++++ EXCERPTED RECORDS ++++
PR #6949, opened 2026-09-06
fix(#6927): docker's `^\s{2}(\w[\w-]*):\s*$` and ansible's two `$`-anchored module rules needed BOTH ends of the file at once — and `(?m)` alone would have over-fired 1867 times

cajasmota:
The docker + ansible arm of #6927 — the two files the previous three arms deliberately
deferred, because they hold the four `$`-bearing patterns and two of them were the measured
over-fire hazard. 5 of the 8 remaining patterns; `play_framework.yaml` and
`graphql_schema.yaml` are a separate arm.

## What `$` actually was, and what it becomes

`detector.go` compiles rule patterns with plain `regexp.Compile` at :156/:177, so `^` is start
of TEXT — and `$` is end of TEXT. Go's `$` is stricter than Perl's: it does not even allow a
trailing newline before it. Three of these five patterns carry a `$`, so they needed both ends
at once. **All five measured ZERO matches across 992 real YAML files** (671 from the 59
upstream repos in `archigraph-corpora`, plus 321 from four upstream ansible repos —
`ansible-examples`, `ansible-for-devops`, `geerlingguy/ansible-role-{docker,nginx}` — because
the existing corpus contains **no ansible at all**, which is itself a measurement).

The first question this arm was asked was not "add `(?m)`" but "is each pattern
framework-specific, or has start-of-text been gating it by accident?". Answered per pattern, by
measurement, before anything was widened:

| pattern | today | `(?m)` ungated, OUT of framework | decision |
|---|---|---|---|
| compose service `^\s{2}(\w[\w-]*):\s*$` | 0 | **1867 in 611 / 941 files** + **40 junk Services inside real compose files** | **REWRITTEN**, `$` removed, + `requires_framework` |
| compose `^volumes:\s*\n\s{2}(…):` | 0 | **0 / 941** | `(?m)`, ungated |
| compose `^networks:\s*\n\s{2}(…):` | 0 | **0 / 941** | `(?m)`, ungated |
| ansible FQCN `\s+(\w+\.\w+\.\w+):\s*$` | 0 | **0 / 683** | `(?m)` + `requires_framework` anyway (free; see below) |
| ansible shorthand `^\s+(apt\|…):\s*$` | 0 | **59 in 43 / 683 files** | `(?m)` + `requires_framework` |

`$` per pattern, reasoned explicitly:

* **compose service** — `$` is **deleted**. Under `(?m)` it would become end-of-line, and
  `^\s{2}(\w[\w-]*):\s*$` then reads *"every two-space key alone on its line"*, which is not
  what a service is. `[ \t]*\n` carries the same "nothing else on this line" half without the
  end-of-text/end-of-line ambiguity, and lets the rule additionally require the next line.
* **volumes / networks** — no `$`. Unaffected.
* **ansible FQCN and shorthand** — `$` becomes end-of-line, and that is exactly right: a module
  key with nothing after the colon *is* the block form, arguments in the mapping below. Both
  rules still mean what their names say; they simply stop requiring the module to be the last
  construct in the file. The inline `key=value` form stays invisible — a pre-existing recall
  gap, now pinned from the other side by forbidden rows.

## Why the compose service rule needed a rewrite and not a gate

`(?m)` alone is the change #6927 proposed, and the measurement is why it was not made.
`requires_framework` cannot help with 40 of its false positives, because **the file IS compose**:
a named volume, network or secret is also a two-space key alone on its line (`db-data`,
`db-password`, `pgdata`, `default`). So the rule now says what a service is structurally — the
same shape as #6945's job rule: a two-space key whose block opens with a compose *service-level*
key at a deeper **literal-space** indent.

Measured after: **109 matches in 47 files = 109 of the 111 real services** in the corpus's 50
compose files (98.2%, up from 0), **zero in-compose false positives**, 5 matches in 3 non-compose
files ungated, **0 under the gate**. The 2 missed are the price of the vocabulary narrowing below
and are pinned by a test, not asserted here.

Every character class in it is load-bearing, and the review round below found three of them wrong
in the first version. Two `\s`-related traps, both named in the rule comment and pinned:

* `\s+` for the next-line indent **matches a newline**, so `volumes:\n  db-data:\n\nsecrets:`
  reads the column-0 `secrets:` as the service body. Hence `[ ]{3,}`.
* 7 of the corpus's compose files put a comment between the service key and its first key
  (`db:` then a note about the image), so the rule carries an explicit comment arm.

And the same trap one position to the LEFT, which the review caught: `^\s{2}` under `(?m)` matches
at a blank line and then eats newlines, so a column-0 key preceded by two blank lines satisfied it.
It is now `^[ ]{2}`.

**The in-compose false-positive class is now empty by the Compose Spec's schema, not by a corpus
count.** Per the spec, the only service-level keys an entry under top-level `volumes:`,
`networks:`, `secrets:` or `configs:` may also carry are `labels` and `environment`, so the
next-line vocabulary excludes both. That is a deliberate precision-for-recall trade with a stated
price: a service whose FIRST non-comment key is one of those two is missed — 2 of the corpus's 111
— because the rule inspects only that one key.

## The marker sets, and their blind spots

**docker — one marker, `services:`.** It admits 50 of 51 compose-shaped corpus files and 10 of
941 others (django's and phoenix's CI workflows, which declare service *containers*; three
prometheus helm values files). Those ten are admitted by the gate and then **declined by the
pattern** — which is the point: the two fences are independent, and `ci/test.yml` in the fixture
is that exact shape. Product: **0 of 941**.

One marker rather than a set, deliberately: on this corpus `depends_on:` and `container_name:`
are strictly redundant with `services:`, so shipping them would add markers no input can grade —
the shape #6945 called out. Blind spots, stated rather than implied: `services:` is not
compose-only (a GHA job's service containers, a k8s `spec.template`, a helm values file all
write it — every such corpus file is held by the *pattern*); and a compose **v1** file has no
`services:` key at all, though it also cannot match the rule, whose `^\s{2}` requires an indented
key.

**ansible — seven markers**, each measured at **zero** of the 683 non-ansible files on its own:
`ansible.builtin.`, `become:`, `gather_facts`, `ansible_`, `with_items:`, `.j2`,
`state: present`. Product with the shorthand rule: 59/43 → **0/0**, keeping 128 of its 156
in-framework matches.

The 28 declined in-framework matches are named rather than rounded away, because **15 of them
are the gate working**: they are one file, `ansible-for-devops`'s `kube-flannel-vagrant.yml`, a
Kubernetes manifest that happens to live in an ansible repo, whose `template:` keys are pod
templates. The other 13 in 11 files are real losses with one shape — a tiny
`roles/*/handlers/main.yml` holding `service:` with `state: restarted`. `notify:` and `handlers:`
would recover them but each admits two non-ansible files, so the trade was declined and recorded.

Blind spots: `state: present` is a module-*argument* idiom, not an ansible-only token; and
`ansible_` / `ansible.builtin.` are measured on repos that predate collections, which is why
`ansible.builtin.` — the most obviously correct marker here — is load-bearing for only 6 corpus
files and costs nothing to drop *on this corpus*. It is kept because the corpus is old, not
because the corpus grades it — and deleting it alone is DEAD at both levels anyway, because the
fixture's role `handlers/main.yml` carries it as its only marker. Zero-of-683 is a measurement,
not a proof.

**The FQCN rule is gated even though it measured zero over-fire**, because the dotted-three-segment
shape only looks like a framework signal: a traefik middleware name, a java-style config key and a
k8s annotation map all have it. The gate was checked file by file rather than in aggregate and
costs **literally nothing** — all 9 in-framework files and all 22 matches survive it. A fence that
is free is not worth declining on the strength of one corpus.

## Graded in both directions, on two new golden fixtures

`docker-compose-services-mini` and `ansible-playbook-modules-mini`.

**Recall on the pre-fix binary (built from the base commit, same fixtures): 2/7 entities
(28.6%) each.** The 2 found are exactly the un-anchored controls. After: **7/7 entities, 2/2
relationships, 0 forbidden hits** on both. Docker relationships were **0/2** pre-fix, because
both endpoints of the `depends_on` edge are Services the dead rule never minted.

**Both axes pinned, listed explicitly** (#6943's lesson — a fixture that pins one does not pin
its neighbour):

*docker-compose-services-mini*

| row | axis VARIED | held constant |
|---|---|---|
| `db-data` / Service | the `$`-form revert, AND the spec-legal `labels:` on a named volume | inside compose, gate satisfied |
| `cache-data` / Service | indent **class** (`[ ]{3,}` vs `\s+`) | same file, same vocabulary |
| `db-password` / Service | next-line **vocabulary** | same file, indent correct |
| `deploy` / Service | the **gate** (file declares no service block) | shape matches: its first key is `secrets:` |
| `unit` / Service | **vocabulary**, in a file the gate ADMITS | gate satisfied |
| `postgres` / Service | leading-indent **count**, in a gate-admitted file | vocabulary in-set |
| `extraArgs`, `hostAliases` / Config | column-0 `^` of the two UNGATED rules | no gate involved |

*ansible-playbook-modules-mini*

| row | axis VARIED | held constant |
|---|---|---|
| `copy` / Module | the `$` (inline vs block) | gate satisfied, name in-set |
| `systemd` / Module | the `^` (commented-out module) | gate satisfied, name in-set |
| `lineinfile` / Module | the **name** alternation | gate satisfied, anchors intact |
| `ansible.builtin.debug` / Module | the `$` of the FQCN rule (its only anchor) | gate satisfied |
| `nginx.conf` / Module | the FQCN **name** shape (3 segments, not 2) | gate satisfied |
| `command` / Module | the **gate** (k8s Deployment) | shape would match |
| `storefront.rate.limiter` / Module | the **gate**, FQCN rule | shape would match |

The child-indent count (`[ ]{3,}` vs `[ ]{2,}`), the leading-indent class (`[ ]{2}` vs `\s{2}`),
the head's whitespace class (`[ \t]` vs `\s`), CRLF, and the spec-legal section-entry shapes are
graded at engine level, because a realistic compose file cannot be shaped into any of them.

Every forbidden row was checked to be **fireable** — each one is emitted by at least one scored
mutant below, so none is the #6938 shape (a row the producer can never spell). `command` rather
than `template` for the k8s gate row precisely because `template` is a must-have from the tasks
file and a forbidden row that collides with an expected one is unfireable by construction.

## Companion engine-level tests

`internal/engine/docker_ansible_multiline_anchor_6927_test.go`, for what a golden fixture
structurally cannot see: which RULE produced an entity (both buckets are aliased onto the whole
`yaml` language, so several rule files see every file and one file's output can stand in for
another's), and each import_marker on its own (a realistic fixture file carries three or four at
once, which is how #6945's single-marker hole survived).

**Rules are selected by BEHAVIOUR, never by pattern text**, and
`TestIssue6927_DockerAnsible_SelectorSurvivesABehaviourPreservingRewrite` is the **control that
must PASS**: it expands every `\w` to its exact RE2 set (`[0-9A-Za-z_]`, class-depth aware so a
`\w` inside `[\w-]` does not become a nested bracket) and asserts the same construct is still
read out of the same probe. That control caught a real defect while it was being written — the
first version rewrote `\w` to `[\w]`, which nests inside `[\w-]` and silently changes the
language; it failed, and the failure was the selector doing its job.

## Mutants

**28 mutants, all DEAD at the fast `./internal/engine/` suite.** Scored at both levels; the
fixture column is the golden gate (`grafel quality` on the two new fixtures plus
`github-actions-workflows-mini`, the one the ansible change touches). A green baseline was
verified immediately before scoring, every edit was proven to land by an exact occurrence count,
and the rule files were restored by `cp` from a shasum-checked backup after each one.

| mutant | engine | fixture | what fired |
|---|---|---|---|
| D1 compose service: revert to the `(?m)`-only form **this issue proposed** | DEAD | DEAD | `Service:db-data`, `cache-data`, `db-password`, `unit` |
| D2 `[ ]{3,}` -> `\s+` (indent CLASS; `\s` matches a newline) | DEAD | DEAD | `Service:cache-data` |
| D3 `^\s{2}` -> `^\s+` (indent COUNT) | DEAD | DEAD | `Service:options`, `Service:postgres` |
| D4 next-line vocabulary -> `\w+` | DEAD | DEAD | `Service:db-password` |
| D12 next-line vocabulary -> `[\w-]+` | DEAD | DEAD | `Service:db-password`, `Service:unit` |
| D5 compose service: drop `requires_framework` | DEAD | DEAD | `Service:deploy` |
| D6 compose service: drop the comment arm | DEAD | DEAD | recall 6/7 (`db` lost) |
| D7 volumes rule: drop `^` | DEAD | DEAD | `Config:extraArgs` |
| D8 networks rule: drop `^` | DEAD | DEAD | `Config:hostAliases` |
| D9 volumes rule: drop `(?m)` | DEAD | DEAD | recall 6/7 |
| D10 compose service: drop `(?m)` | DEAD | DEAD | recall 4/7 |
| D11 replace the docker marker with one nothing carries | DEAD | DEAD | recall 4/7 |
| A1 shorthand: drop `\s*$` (the `$` fence) | DEAD | DEAD | `Module:copy` |
| A2 shorthand: drop `^` | DEAD | DEAD | `Module:systemd` |
| A3 shorthand: alternation -> `(\w+)` | DEAD | DEAD | `Module:lineinfile` |
| A4 FQCN: drop `\s*$` (its only anchor) | DEAD | DEAD | `Module:ansible.builtin.debug` |
| A5 FQCN: third dotted segment optional | DEAD | DEAD | `Module:nginx.conf` |
| A6 shorthand: drop `requires_framework` | DEAD | DEAD | `Module:command` |
| A7 FQCN: drop `requires_framework` | DEAD | DEAD | `Module:storefront.rate.limiter` |
| A8 shorthand: drop `(?m)` | DEAD | DEAD | recall 5/7 |
| A9 FQCN: drop `(?m)` | DEAD | DEAD | recall 4/7 |
| delete only `ansible.builtin.` | DEAD | **DEAD** | recall 6/7 |
| delete only `become:` / `gather_facts` / `ansible_` / `with_items:` / `.j2` / `state: present` (6 mutants) | DEAD | **ALIVE** | — |

**Every one of the 16 forbidden rows is demonstrated capable of firing** by at least one mutant
above — the identities were read back out of the mutant graph, not inferred from a hit count, so
none of them is #6938's unfireable shape.

Two results worth stating rather than averaging away:

* **Six of the seven single-marker deletions are ALIVE at the fixture gate and DEAD only at the
  engine suite.** That is #6945's finding reproduced exactly: a realistic task file carries three
  or four markers at once, so no single deletion is observable on one. The engine test carries
  one minimal task file per marker and asserts *exactly one marker is present* before asserting
  the gated Module survives, so a case that grows a second marker fails loudly instead of
  quietly grading the set. The seventh (`ansible.builtin.`) is DEAD at both, because the
  fixture's role `handlers/main.yml` happens to carry it as its only marker.
* **D1 is the mutant that matters most**, and it is the change this issue originally proposed:
  `(?m)` and nothing else. It fires four forbidden rows across two files — the 40-per-corpus
  in-compose over-fire and a workflow job — and it is why this arm rewrote the pattern instead.

## Finding recorded, not absorbed

**A fixture's own comment can satisfy a substring marker.** Three of the four gate-direction
files were first written with headers saying "declares no `services:` key" and "no `become:`, no
`gather_facts`, no `.j2`" — and `frameworkPresent` is `strings.Contains` over whole file content,
comments included, so every one of those files was admitted and **all four gate rows were
silently unfireable**. Caught only by dumping what the detector actually emitted for each file
before writing `expected.json`, not by any assertion. The fixture headers now say why they do not
name the markers, and the engine tests assert the premise ("this case must NOT carry the marker" /
"this case must satisfy the gate") before asserting the consequence, so a case that drifts into
the other class fails loudly instead of passing for the wrong reason.

## Verification

* `./internal/engine/`, `./internal/quality/...`, `./cmd/grafel/` — green, `-count=1`. `go vet`
  clean, `gofmt -l` clean.
* Ratchet `scripts/quality/run.sh --runs 1 --ratchet`: **OK, 37 gated fixtures**. Delta
  enumerated: two new fixture entries, plus **exactly one** existing figure moved —
  `github-actions-workflows-mini`'s `entity_extracted_total` 55 → 57. Identified by diffing the
  graph of the pre-fix and post-fix binaries on that fixture: `Module:apt` and `Module:service`,
  added, nothing removed. They come from `ops/provision.yml`, which is a real ansible playbook
  the GA arm added as a non-workflow control and which carries `become:` and `state: present`;
  the shorthand module rule can finally read it. Recorded by hand rather than with
  `--update-baseline`, so no other fixture could re-record silently (#6898). **No python drift
  appeared, and as in #6945 that is not python recovering** — a hand-edit means the
  downward-drift mechanism was never exercised.
* Corpus-size guards re-derived **from disk**, not from the diff: 37 fixture directories, 37
  `expected.json`, 37 baseline entries; the three guards move 35 → 37.

Refs #6927, #6917, #6902, #6152, #6943, #6945.

---

## Review round (PR #6949 REQUEST-CHANGES)

All four rule-file changes are in the compose service pattern:

```
-(?m)^\s{2}(\w[\w-]*):[ \t]*\n(?:[ \t]*(?:#[^\n]*)?\n)*[ ]{3,}(?:…|environment|…|labels|…):
+(?m)^[ ]{2}(\w[\w-]*):[ \t]*\r?\n(?:[ \t]*(?:#[^\r\n]*)?\r?\n)*[ ]{3,}(?:…):
```

**F1 CRLF — fixed.** `[ \t]*\n` cannot match `\r\n`; the `\s*$` it replaced could and the
sibling `^volumes:\s*\n` rules still can, so the rewrite was the only compose rule with the
blindness. Now `\r?\n` in both the head and the comment/blank arm. Graded by
`TestIssue6927_Compose_ServiceRuleReadsCRLF`, which builds the CRLF input in Go source rather than
checking in a CRLF file — a checked-in one is at the mercy of autocrlf and would stop grading
silently. Both halves are separately scored (N1, N2).

**F2 "zero in-compose false positives" — the claim is withdrawn and the defect fixed.** The
reviewer is right that it was a corpus measurement being read as a property of the format. Rather
than restate it as "none on this corpus", the vocabulary now excludes `labels` and `environment`,
which per the Compose Spec are the **only** service-level keys a top-level
`volumes`/`networks`/`secrets`/`configs` entry may also carry — so the class is empty by the
schema. Graded four ways at engine level
(`TestIssue6927_Compose_TopLevelSectionEntriesAreNotServices`, one case per section) and at
fixture level: `db-data` now carries a spec-legal `labels:` block, and putting `labels` back in
the vocabulary fires that forbidden row (N3, DEAD at both levels). The price is stated, measured
(111 → 109 of 111 corpus services) and pinned by
`TestIssue6927_Compose_EnvironmentFirstServiceIsMissed`, which asserts the current imperfect
behaviour so a later improvement goes red rather than drifting.

**F3 `^\s{2}` — fixed** to `^[ ]{2}`, graded by
`TestIssue6927_Compose_ServiceRuleIndentCountsAreExact`.

**M1 / M2 / M3 — all three closed, and M3 was not equivalent.**

| review mutant | was | now |
|---|---|---|
| M1 `[ ]{3,}` → `[ ]{2,}` (child-indent COUNT) | ALIVE / ALIVE | **DEAD** at engine |
| M2 `^[ ]{2}` → `^\s{2}` (leading-indent CLASS) | ALIVE / ALIVE | **DEAD** at engine — and the shipped form is now the tight one |
| M3 `[ \t]*` → `\s*` (head whitespace CLASS) | ALIVE / ALIVE | **DEAD** at engine |

M3 was called "equivalent under the suite"; it is not equivalent at all. `\s` is `[\t\n\f\r ]`
and therefore crosses line boundaries, so `\s*` silently turns "nothing else on **this** line"
into "nothing but whitespace for some number of lines" — duplicating the blank/comment arm and
then over-reaching it, because that arm deliberately skips only blank and comment lines. The
distinguishing input was found by **enumerating** 39690 generated key/separator/body combinations
rather than by picking one: 7812 separate the two spellings, and the minimal case is a line
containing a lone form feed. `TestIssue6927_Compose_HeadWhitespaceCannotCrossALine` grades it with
++++
■ **PROBLEM STATEMENT**
Of all the entries above, output exactly the lines between the one holding "D12 next-line vocabulary" and the one holding "D11 replace the", inclusive.

■ **TASK SOLUTION**
| D12 next-line vocabulary -> `[\w-]+` | DEAD | DEAD | `Service:db-password`, `Service:unit` |
| D5 compose service: drop `requires_framework` | DEAD | DEAD | `Service:deploy` |
| D6 compose service: drop the comment arm | DEAD | DEAD | recall 6/7 (`db` lost) |
| D7 volumes rule: drop `^` | DEAD | DEAD | `Config:extraArgs` |
| D8 networks rule: drop `^` | DEAD | DEAD | `Config:hostAliases` |
| D9 volumes rule: drop `(?m)` | DEAD | DEAD | recall 6/7 |
| D10 compose service: drop `(?m)` | DEAD | DEAD | recall 4/7 |
| D11 replace the docker marker with one nothing carries | DEAD | DEAD | recall 4/7 |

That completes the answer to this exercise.